I quite agree here. |
Yes, that's a good idea. |
Cool, looks like we have a way forward then. I'll look into implementing it. Do we want to reuse this PR or shall I open a new one when I have that done? |
Your call |
Follow-up to #40360
Only modifying one of the methods at the moment. If we like what I did here, I'll do the same for the others. Please triple check my unit test changes to make sure I didn't inadvertently break the underlying mocks.

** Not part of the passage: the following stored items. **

PR #338, opened 2024-07-29
Add PR option to copy kiali repo script

ferhoyos:
### Describe the change

To test a Kiali PR that affects OSSMC, the hack script to copy the Kiali repo into OSSMC needs an option to get the code from a PR instead of a branch or tag reference (e.g., https://github.com/kiali/kiali/pull/7568).

### Steps to test the PR

1- Execute the hack script with `-pr` option and any valid PR number from Kiali repo. For example:

```
${OSSMC_DIR}/hack/copy-frontend-src-to-ossmc.sh -pr 7568
```

2 - Verify that the changes for that specific PR have been copied into the OSSMC repo

### Automation testing

N/A

### DIFF
--- a/hack/copy-frontend-src-to-ossmc.sh
+++ b/hack/copy-frontend-src-to-ossmc.sh
@@ -34,6 +34,7 @@ SOURCE_REPO_URL="${DEFAULT_SOURCE_REPO_URL}"
 # The git ref (branch or tag name) to checkout when cloning the source repo
 DEFAULT_SOURCE_REF="master"
 SOURCE_REF="${DEFAULT_SOURCE_REF}"
+GIT_REF="${SOURCE_REF}"
 
 # This is to be the top-level directory of the local OSSM git repo.
 # This is where DEST_DIR should be located.
@@ -44,6 +45,7 @@ while [[ $# -gt 0 ]]; do
   key="$1"
   case $key in
     -dr|--dest-repo)     DEST_REPO="$2"         ;shift;shift ;;
+    -pr|--pull-request)  PULL_REQUEST="$2"      ;shift;shift ;;
     -sr|--source-ref)    SOURCE_REF="$2"        ;shift;shift ;;
     -su|--source-url)    SOURCE_REPO_URL="$2"   ;shift;shift ;;
     -h|--help)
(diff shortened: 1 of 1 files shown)


hack/copy-frontend-src-to-ossmc.sh
```diff
@@ -44,6 +45,7 @@ while [[ $# -gt 0 ]]; do
   key="$1"
   case $key in
     -dr|--dest-repo)     DEST_REPO="$2"         ;shift;shift ;;
+    -pr|--pull-request)  PULL_REQUEST="$2"      ;shift;shift ;;
```
jmazzitelli, line 48: add a brief --help message down between lines 61 and 63 to let people know what this option is.

hack/copy-frontend-src-to-ossmc.sh
```diff
@@ -34,6 +34,7 @@ SOURCE_REPO_URL="${DEFAULT_SOURCE_REPO_URL}"
 # The git ref (branch or tag name) to checkout when cloning the source repo
 DEFAULT_SOURCE_REF="master"
 SOURCE_REF="${DEFAULT_SOURCE_REF}"
+GIT_REF="${SOURCE_REF}"
```
jmazzitelli, line 37: This should move down after the options are processed (i.e. below line 85). Otherwise, GIT_REF will always be the ${DEFAULT_SOURCE_REF} when `-pr` is not used. You want GIT_REF to pick up SOURCE_REF that might be changed when someone passes in `-sr`.

jmazzitelli (changes requested):
I have some requested changed in other comments.

Also, this is breaking previous functionality. I actually had to use this script just last week. I was preparing a demo of the OSSMC plugin using code that was not in kiali/kiali repo - it was in jay's branch.

So, I ran this (which was successful last week):

```
./hack/copy-frontend-src-to-ossmc.sh -su https://github.com/jshaughn/kiali.git -sr kiali7485
```

But now that fails with this:

```
Cloning source repo [https://github.com/jshaughn/kiali.git] (branch/tag [kiali7485]) into [/tmp/KIALI_OSSM.tmp/kiali-source].
./hack/copy-frontend-src-to-ossmc.sh: line 118: PULL_REQUEST: unbound variable
```

I think to fix this, just define PULL_REQUEST below line 37 so it is:

```
PULL_REQUEST=""
```

ferhoyos:
Thanks for the review @jmazzitelli.  I think I have fixed all the issues you mention and added the brief help.

Looking at your example I have noticed that `-pr` option is a mix of `-sr` and `-su` since a pull request comes from a branch in the developer code repository. Maybe it is good to have both options so the developer can choose.

jmazzitelli:
> Maybe it is good to have both options so the developer can choose.

Yeah, that's fine. Both should work. I think if you make those changes I suggest, it will.

jmazzitelli (approved):
This works. I tried with the new `-pr` and I tried also with `-su`/`-sr` and all worked, too.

For the tenacity part of the change, note that I did away with the idea of using exponential backoff from the previous attempt (for now??) and just re-implemented the existing sleep(2) as a tenacity retry to align it with the other methods in this module which were already converted to tenacity. We may go back to trying different retry periods later, but for now that part of the change is just for consistency.
@dstandish and @potiuk : You both made good suggestions in the previous attempt at this, let me know what you think.